PR #481, opened 2020-03-19
Add "plain" theme to TopBar

kofi-clever:
**Jira:**
https://clever.atlassian.net/browse/FAMBAM-67

**Overview:**
Re-adding very basic support for theming to TopBar.

"Plain" theme is more minimalist - just a bar with no background, no drop shadow (will add drop shadow in-app on the content pane when scrolling).

Pending first usage in the new Family Portal!

**Screenshots/GIFs:**
[Screenshot from Gyazo](https://gyazo.com/f291dd4f7803623c04f6a5f71584d7c1)

**Mocks:**
https://www.figma.com/file/2dAb0x3W1ffZx0lJc8Ncw3/Family-Portal-MVP?node-id=755%3A1584

**Testing:**
- [n/a] Unit tests
- Manual tests:
  - [x] Chrome
  - [x] Safari
  - [ ] IE10

**Roll Out:**
- Before merging:
  - [x] Updated docs
    - [n/a] Add an entry in `ComponentsView.componentsToDisplay` using this template:
      ```
      {
      },
      ```
    - [n/a] Add a screenshot of the component in `docs/assets/img` with the format `<COMPONENT LINK>.png`
- After merging:

### DIFF
--- a/src/TopBar/index.tsx
+++ b/src/TopBar/index.tsx
@@ -23,7 +23,6 @@ export interface Props {
   theme?: TopBarTheme;
 }
 
-
 /**
  * Global page-level header component.
  */
--- a/src/TopBar/index.tsx
+++ b/src/TopBar/index.tsx
@@ -28,7 +28,7 @@ export enum TopBarTheme {
  */
 export class TopBar extends React.PureComponent<Props> {
   static defaultProps: Partial<Props> = {
-    theme: TopBarTheme.PLAIN,
+    theme: TopBarTheme.DEFAULT,
   };
 
   static Button = TopBarButton;
--- a/src/TopBar/index.tsx
+++ b/src/TopBar/index.tsx
@@ -15,16 +15,28 @@ export interface Props {
   title?: React.ReactNode;
   customLogo?: React.ReactNode;
   onLogoClick?: Function;
+  theme?: TopBarTheme;
+}
+
+export enum TopBarTheme {
+  DEFAULT = "default",
+  PLAIN = "plain",
 }
 
 /**
  * Global page-level header component.
  */
 export class TopBar extends React.PureComponent<Props> {
+  static defaultProps: Partial<Props> = {
+    theme: TopBarTheme.PLAIN,
+  };
+
   static Button = TopBarButton;
 
+  static Theme = TopBarTheme;
+
   render() {
-    const { children, className, title, customLogo } = this.props;
+    const { children, className, title, customLogo, theme } = this.props;
 
     // If the last element is a "rounded" TopBarButton we need to add some additional padding to the right side.
     // To determine this we need to inspect the children;
@@ -45,6 +57,7 @@ export class TopBar extends React.PureComponent<Props> {
           "dewey--TopBar",
           className,
           needsRightPadding && "dewey--TopBar--rightPadding",
+          `dewey--TopBar--theme--${theme}`,
         )}
       >
         <TopBarButton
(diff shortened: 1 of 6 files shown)


src/TopBar/index.tsx
```diff
@@ -15,16 +15,28 @@ export interface Props {
...
+  PLAIN = "plain",
 }
 
 /**
  * Global page-level header component.
  */
 export class TopBar extends React.PureComponent<Props> {
+  static defaultProps: Partial<Props> = {
+    theme: TopBarTheme.PLAIN,
+  };
```
arsalansufi: I wonder if the default should actually be `TopBarTheme.DEFAULT`. Otherwise, when existing repos like launchpad update Dewey, their top bars will unexpectedly change

src/TopBar/index.tsx
```diff
@@ -15,16 +15,28 @@ export interface Props {
...
+
   static Button = TopBarButton;
 
+  static Theme = TopBarTheme;
+
   render() {
-    const { children, className, title, customLogo } = this.props;
+    const { children, className, title, customLogo, theme } = this.props;
```
arsalansufi: Question specific to the FamPo usage: One other difference between the current TopBar and the FamPo TopBar is the existence of side gutters (that vary based on screen width).

fampo

Any thoughts on how we should tackle that? We could build hardcoded gutters into the component, though we'd have to keep those in sync with the gutters we set in the FamPo. Alternatively, we could expose some `className` style prop for this.

src/TopBar/index.tsx
kofi-clever: bah - thanks for catching that! just had that in for testing

src/TopBar/index.tsx
kofi-clever: yeah, was wondering about a good way to handle that and open to suggestions! settled on letting FamPo adding the padding - just throw the top bar in a wrapper div and pad that with the same padding as the content pane

sounding like we'll have better standardised spacing on the grid in dewey2, so held off on additions here for now

arsalansufi: Makes perfect sense!

src/TopBar/index.tsx
```diff
@@ -15,16 +15,28 @@ export interface Props {
...
+export enum TopBarTheme {
+  DEFAULT = "default",
+  PLAIN = "plain",
 }
 
 /**
  * Global page-level header component.
  */
 export class TopBar extends React.PureComponent<Props> {
+  static defaultProps: Partial<Props> = {
```
adamvictorclever: I think we may want to change this type to only include props we have defaults for, eg `static defaultProps: Pick<Props, "theme">`. An issue I was seeing when working on `ResourceTile` is that TypeScript will actually use the type of `defaultProps` to determine which props can be omitted, even if they're normally required. I believe I was seeing that when the type was `Partial<Props>` it considered all props to optional since `defaultProps` would have a key for every prop.

src/TopBar/index.tsx
```diff
@@ -15,16 +15,28 @@ export interface Props {
   title?: React.ReactNode;
   customLogo?: React.ReactNode;
   onLogoClick?: Function;
+  theme?: TopBarTheme;
+}
+
+export enum TopBarTheme {
```
adamvictorclever: Our general convention recently has been to use unions of strings instead of enums, eg `"default" | "plain"`, with the advantage being that it's slightly easier for a consumer to use while still giving the same amount of type safety.

src/TopBar/index.tsx
kofi-clever: ohh, #til - thanks for calling out!

src/TopBar/index.tsx
kofi-clever: thanks! 🙏🏿 forget that we're exporting types now!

**WHAT IS EXPECTED:**
Copy out the data shown above in full. Match it exactly.

**RESPONSE:**
PR #481, opened 2020-03-19
Add "plain" theme to TopBar

kofi-clever:
**Jira:**
https://clever.atlassian.net/browse/FAMBAM-67

**Overview:**
Re-adding very basic support for theming to TopBar.

"Plain" theme is more minimalist - just a bar with no background, no drop shadow (will add drop shadow in-app on the content pane when scrolling).

Pending first usage in the new Family Portal!

**Screenshots/GIFs:**
[Screenshot from Gyazo](https://gyazo.com/f291dd4f7803623c04f6a5f71584d7c1)

**Mocks:**
https://www.figma.com/file/2dAb0x3W1ffZx0lJc8Ncw3/Family-Portal-MVP?node-id=755%3A1584

**Testing:**
- [n/a] Unit tests
- Manual tests:
  - [x] Chrome
  - [x] Safari
  - [ ] IE10

**Roll Out:**
- Before merging:
  - [x] Updated docs
    - [n/a] Add an entry in `ComponentsView.componentsToDisplay` using this template:
      ```
      {
      },
      ```
    - [n/a] Add a screenshot of the component in `docs/assets/img` with the format `<COMPONENT LINK>.png`
- After merging:

### DIFF
--- a/src/TopBar/index.tsx
+++ b/src/TopBar/index.tsx
@@ -23,7 +23,6 @@ export interface Props {
   theme?: TopBarTheme;
 }
 
-
 /**
  * Global page-level header component.
  */
--- a/src/TopBar/index.tsx
+++ b/src/TopBar/index.tsx
@@ -28,7 +28,7 @@ export enum TopBarTheme {
  */
 export class TopBar extends React.PureComponent<Props> {
   static defaultProps: Partial<Props> = {
-    theme: TopBarTheme.PLAIN,
+    theme: TopBarTheme.DEFAULT,
   };
 
   static Button = TopBarButton;
--- a/src/TopBar/index.tsx
+++ b/src/TopBar/index.tsx
@@ -15,16 +15,28 @@ export interface Props {
   title?: React.ReactNode;
   customLogo?: React.ReactNode;
   onLogoClick?: Function;
+  theme?: TopBarTheme;
+}
+
+export enum TopBarTheme {
+  DEFAULT = "default",
+  PLAIN = "plain",
 }
 
 /**
  * Global page-level header component.
  */
 export class TopBar extends React.PureComponent<Props> {
+  static defaultProps: Partial<Props> = {
+    theme: TopBarTheme.PLAIN,
+  };
+
   static Button = TopBarButton;
 
+  static Theme = TopBarTheme;
+
   render() {
-    const { children, className, title, customLogo } = this.props;
+    const { children, className, title, customLogo, theme } = this.props;
 
     // If the last element is a "rounded" TopBarButton we need to add some additional padding to the right side.
     // To determine this we need to inspect the children;
@@ -45,6 +57,7 @@ export class TopBar extends React.PureComponent<Props> {
           "dewey--TopBar",
           className,
           needsRightPadding && "dewey--TopBar--rightPadding",
+          `dewey--TopBar--theme--${theme}`,
         )}
       >
         <TopBarButton
(diff shortened: 1 of 6 files shown)


src/TopBar/index.tsx
```diff
@@ -15,16 +15,28 @@ export interface Props {
...
+  PLAIN = "plain",
 }
 
 /**
  * Global page-level header component.
  */
 export class TopBar extends React.PureComponent<Props> {
+  static defaultProps: Partial<Props> = {
+    theme: TopBarTheme.PLAIN,
+  };
```
arsalansufi: I wonder if the default should actually be `TopBarTheme.DEFAULT`. Otherwise, when existing repos like launchpad update Dewey, their top bars will unexpectedly change

src/TopBar/index.tsx
```diff
@@ -15,16 +15,28 @@ export interface Props {
...
+
   static Button = TopBarButton;
 
+  static Theme = TopBarTheme;
+
   render() {
-    const { children, className, title, customLogo } = this.props;
+    const { children, className, title, customLogo, theme } = this.props;
```
arsalansufi: Question specific to the FamPo usage: One other difference between the current TopBar and the FamPo TopBar is the existence of side gutters (that vary based on screen width).

fampo

Any thoughts on how we should tackle that? We could build hardcoded gutters into the component, though we'd have to keep those in sync with the gutters we set in the FamPo. Alternatively, we could expose some `className` style prop for this.

src/TopBar/index.tsx
kofi-clever: bah - thanks for catching that! just had that in for testing

src/TopBar/index.tsx
kofi-clever: yeah, was wondering about a good way to handle that and open to suggestions! settled on letting FamPo adding the padding - just throw the top bar in a wrapper div and pad that with the same padding as the content pane

sounding like we'll have better standardised spacing on the grid in dewey2, so held off on additions here for now

arsalansufi: Makes perfect sense!

src/TopBar/index.tsx
```diff
@@ -15,16 +15,28 @@ export interface Props {
...
+export enum TopBarTheme {
+  DEFAULT = "default",
+  PLAIN = "plain",
 }
 
 /**
  * Global page-level header component.
  */
 export class TopBar extends React.PureComponent<Props> {
+  static defaultProps: Partial<Props> = {
```
adamvictorclever: I think we may want to change this type to only include props we have defaults for, eg `static defaultProps: Pick<Props, "theme">`. An issue I was seeing when working on `ResourceTile` is that TypeScript will actually use the type of `defaultProps` to determine which props can be omitted, even if they're normally required. I believe I was seeing that when the type was `Partial<Props>` it considered all props to optional since `defaultProps` would have a key for every prop.

src/TopBar/index.tsx
```diff
@@ -15,16 +15,28 @@ export interface Props {
   title?: React.ReactNode;
   customLogo?: React.ReactNode;
   onLogoClick?: Function;
+  theme?: TopBarTheme;
+}
+
+export enum TopBarTheme {
```
adamvictorclever: Our general convention recently has been to use unions of strings instead of enums, eg `"default" | "plain"`, with the advantage being that it's slightly easier for a consumer to use while still giving the same amount of type safety.

src/TopBar/index.tsx
kofi-clever: ohh, #til - thanks for calling out!

src/TopBar/index.tsx
kofi-clever: thanks! 🙏🏿 forget that we're exporting types now!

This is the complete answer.